#### [ACTION ITEM]
Print the records below word for word, beginning with the first line and ending once the line containing "When attempting to" is printed.

Collected data entries

-*-

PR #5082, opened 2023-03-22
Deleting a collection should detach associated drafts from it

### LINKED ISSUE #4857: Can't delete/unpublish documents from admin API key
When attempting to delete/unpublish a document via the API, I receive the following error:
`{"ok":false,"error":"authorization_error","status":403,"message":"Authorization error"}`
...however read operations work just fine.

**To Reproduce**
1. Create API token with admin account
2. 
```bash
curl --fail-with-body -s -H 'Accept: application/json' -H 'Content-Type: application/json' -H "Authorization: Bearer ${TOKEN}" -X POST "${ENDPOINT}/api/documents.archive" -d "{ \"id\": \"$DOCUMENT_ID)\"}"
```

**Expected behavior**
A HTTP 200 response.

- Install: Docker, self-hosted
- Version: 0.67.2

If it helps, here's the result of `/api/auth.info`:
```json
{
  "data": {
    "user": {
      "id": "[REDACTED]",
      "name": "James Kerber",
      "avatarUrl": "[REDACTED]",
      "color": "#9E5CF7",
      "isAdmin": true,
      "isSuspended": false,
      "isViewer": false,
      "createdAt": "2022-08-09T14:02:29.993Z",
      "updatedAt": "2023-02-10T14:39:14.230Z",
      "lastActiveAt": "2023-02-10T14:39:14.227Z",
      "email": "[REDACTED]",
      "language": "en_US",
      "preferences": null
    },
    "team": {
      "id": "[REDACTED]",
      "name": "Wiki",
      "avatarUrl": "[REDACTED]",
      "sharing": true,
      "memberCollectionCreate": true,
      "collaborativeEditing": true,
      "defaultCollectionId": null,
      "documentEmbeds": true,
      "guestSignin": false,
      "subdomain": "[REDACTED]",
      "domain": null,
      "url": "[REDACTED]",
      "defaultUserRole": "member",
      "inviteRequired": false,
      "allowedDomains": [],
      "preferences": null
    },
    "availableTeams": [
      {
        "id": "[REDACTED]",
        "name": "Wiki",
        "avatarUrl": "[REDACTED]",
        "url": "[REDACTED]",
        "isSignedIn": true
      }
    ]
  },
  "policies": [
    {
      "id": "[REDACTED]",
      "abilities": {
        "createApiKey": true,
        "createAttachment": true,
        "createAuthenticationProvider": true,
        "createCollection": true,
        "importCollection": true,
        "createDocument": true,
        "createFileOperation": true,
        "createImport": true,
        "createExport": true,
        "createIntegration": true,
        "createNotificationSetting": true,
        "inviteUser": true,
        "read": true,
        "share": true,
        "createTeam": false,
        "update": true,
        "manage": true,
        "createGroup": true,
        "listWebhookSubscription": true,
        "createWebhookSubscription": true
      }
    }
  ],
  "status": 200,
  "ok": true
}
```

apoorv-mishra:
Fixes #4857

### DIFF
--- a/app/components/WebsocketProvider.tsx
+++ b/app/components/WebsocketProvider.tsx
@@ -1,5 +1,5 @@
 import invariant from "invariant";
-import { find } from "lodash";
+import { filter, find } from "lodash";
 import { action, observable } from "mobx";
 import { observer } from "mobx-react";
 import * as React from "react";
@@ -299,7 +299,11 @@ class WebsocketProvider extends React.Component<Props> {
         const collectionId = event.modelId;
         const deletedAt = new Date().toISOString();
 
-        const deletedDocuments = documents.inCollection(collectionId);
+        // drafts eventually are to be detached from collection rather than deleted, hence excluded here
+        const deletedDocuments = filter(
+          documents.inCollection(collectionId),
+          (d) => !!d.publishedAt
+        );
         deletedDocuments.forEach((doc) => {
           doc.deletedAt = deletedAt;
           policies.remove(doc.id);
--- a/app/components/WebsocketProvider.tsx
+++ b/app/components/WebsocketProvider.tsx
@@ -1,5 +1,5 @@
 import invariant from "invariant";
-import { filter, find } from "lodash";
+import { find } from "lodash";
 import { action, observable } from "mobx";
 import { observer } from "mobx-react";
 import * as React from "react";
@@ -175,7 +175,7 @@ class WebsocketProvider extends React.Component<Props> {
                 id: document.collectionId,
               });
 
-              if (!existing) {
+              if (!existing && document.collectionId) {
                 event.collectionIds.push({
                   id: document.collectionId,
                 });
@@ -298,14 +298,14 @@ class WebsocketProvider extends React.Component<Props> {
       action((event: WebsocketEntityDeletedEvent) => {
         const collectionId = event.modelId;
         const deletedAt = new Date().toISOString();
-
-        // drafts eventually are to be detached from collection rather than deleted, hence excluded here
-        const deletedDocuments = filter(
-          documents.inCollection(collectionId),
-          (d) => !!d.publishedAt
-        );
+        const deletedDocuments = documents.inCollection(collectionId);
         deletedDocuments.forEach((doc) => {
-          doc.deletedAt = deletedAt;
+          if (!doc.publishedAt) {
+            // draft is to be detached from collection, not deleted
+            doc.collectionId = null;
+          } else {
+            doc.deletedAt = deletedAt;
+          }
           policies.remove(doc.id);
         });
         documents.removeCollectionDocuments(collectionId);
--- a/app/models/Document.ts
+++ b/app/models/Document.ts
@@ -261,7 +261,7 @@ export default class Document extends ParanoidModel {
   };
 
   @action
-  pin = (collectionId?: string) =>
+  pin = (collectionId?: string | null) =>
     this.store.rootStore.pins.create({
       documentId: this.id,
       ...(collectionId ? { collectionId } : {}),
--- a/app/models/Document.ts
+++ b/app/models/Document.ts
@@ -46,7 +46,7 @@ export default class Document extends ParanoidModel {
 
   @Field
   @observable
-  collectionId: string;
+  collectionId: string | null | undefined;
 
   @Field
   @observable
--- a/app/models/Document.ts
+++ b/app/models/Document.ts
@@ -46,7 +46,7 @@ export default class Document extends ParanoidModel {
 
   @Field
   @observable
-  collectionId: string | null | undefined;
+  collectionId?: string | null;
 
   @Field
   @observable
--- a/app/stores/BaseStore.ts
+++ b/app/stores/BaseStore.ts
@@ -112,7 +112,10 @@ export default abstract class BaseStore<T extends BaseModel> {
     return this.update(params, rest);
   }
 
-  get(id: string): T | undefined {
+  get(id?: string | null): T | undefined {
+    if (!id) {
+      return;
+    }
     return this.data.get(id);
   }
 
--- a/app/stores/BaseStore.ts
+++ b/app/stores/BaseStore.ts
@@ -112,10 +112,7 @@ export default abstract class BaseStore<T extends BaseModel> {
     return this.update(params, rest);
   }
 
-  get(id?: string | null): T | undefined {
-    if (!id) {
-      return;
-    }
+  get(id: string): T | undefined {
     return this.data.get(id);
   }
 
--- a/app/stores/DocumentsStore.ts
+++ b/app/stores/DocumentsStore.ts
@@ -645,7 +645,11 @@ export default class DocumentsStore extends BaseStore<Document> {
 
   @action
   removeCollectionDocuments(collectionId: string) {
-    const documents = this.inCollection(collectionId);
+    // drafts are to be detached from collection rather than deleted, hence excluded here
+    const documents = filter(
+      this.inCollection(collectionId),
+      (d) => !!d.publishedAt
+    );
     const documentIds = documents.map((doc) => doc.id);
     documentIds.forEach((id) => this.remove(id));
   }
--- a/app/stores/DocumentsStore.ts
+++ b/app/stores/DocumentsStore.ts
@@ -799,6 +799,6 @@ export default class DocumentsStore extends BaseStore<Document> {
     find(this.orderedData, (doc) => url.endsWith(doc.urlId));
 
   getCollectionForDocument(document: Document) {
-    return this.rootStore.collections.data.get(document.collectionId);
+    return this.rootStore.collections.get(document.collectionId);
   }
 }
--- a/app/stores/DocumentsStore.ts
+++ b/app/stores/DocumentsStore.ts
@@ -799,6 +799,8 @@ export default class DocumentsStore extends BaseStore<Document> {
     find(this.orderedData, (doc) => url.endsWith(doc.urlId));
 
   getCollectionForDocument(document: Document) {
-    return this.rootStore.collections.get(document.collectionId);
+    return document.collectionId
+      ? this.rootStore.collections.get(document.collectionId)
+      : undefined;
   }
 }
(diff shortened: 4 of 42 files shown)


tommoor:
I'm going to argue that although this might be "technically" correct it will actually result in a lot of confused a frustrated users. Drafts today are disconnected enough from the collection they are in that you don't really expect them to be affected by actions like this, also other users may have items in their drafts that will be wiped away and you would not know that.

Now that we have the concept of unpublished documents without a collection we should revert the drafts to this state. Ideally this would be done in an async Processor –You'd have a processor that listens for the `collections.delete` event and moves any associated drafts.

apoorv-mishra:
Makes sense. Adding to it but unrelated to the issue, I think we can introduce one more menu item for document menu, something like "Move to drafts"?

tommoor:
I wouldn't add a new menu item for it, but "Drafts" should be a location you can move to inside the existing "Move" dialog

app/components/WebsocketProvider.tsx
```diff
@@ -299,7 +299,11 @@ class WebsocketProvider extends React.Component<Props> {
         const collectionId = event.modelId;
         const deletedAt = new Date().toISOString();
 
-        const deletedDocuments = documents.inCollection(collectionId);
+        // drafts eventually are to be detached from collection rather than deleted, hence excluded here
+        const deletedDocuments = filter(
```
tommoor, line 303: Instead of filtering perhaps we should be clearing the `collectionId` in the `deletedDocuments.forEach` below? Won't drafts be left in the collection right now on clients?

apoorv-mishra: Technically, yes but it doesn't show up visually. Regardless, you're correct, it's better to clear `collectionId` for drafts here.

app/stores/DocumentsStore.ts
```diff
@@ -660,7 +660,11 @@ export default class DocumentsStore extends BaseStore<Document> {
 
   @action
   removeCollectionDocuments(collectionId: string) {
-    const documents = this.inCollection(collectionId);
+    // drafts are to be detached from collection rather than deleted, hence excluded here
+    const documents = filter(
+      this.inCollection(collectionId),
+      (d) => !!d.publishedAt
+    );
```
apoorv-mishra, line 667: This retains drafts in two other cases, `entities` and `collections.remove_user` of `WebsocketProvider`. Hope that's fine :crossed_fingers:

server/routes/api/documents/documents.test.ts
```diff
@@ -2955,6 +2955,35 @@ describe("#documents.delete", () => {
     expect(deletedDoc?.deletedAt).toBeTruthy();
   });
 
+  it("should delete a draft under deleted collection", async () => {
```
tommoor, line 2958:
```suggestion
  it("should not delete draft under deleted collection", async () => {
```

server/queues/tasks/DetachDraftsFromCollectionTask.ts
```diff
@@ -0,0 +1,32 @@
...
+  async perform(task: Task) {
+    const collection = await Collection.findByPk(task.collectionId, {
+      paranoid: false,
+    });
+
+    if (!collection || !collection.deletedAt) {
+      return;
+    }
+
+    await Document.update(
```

-*-

#### [OUTPUT OF THE EXERCISE]
PR #5082, opened 2023-03-22
Deleting a collection should detach associated drafts from it

### LINKED ISSUE #4857: Can't delete/unpublish documents from admin API key
When attempting to delete/unpublish a document via the API, I receive the following error:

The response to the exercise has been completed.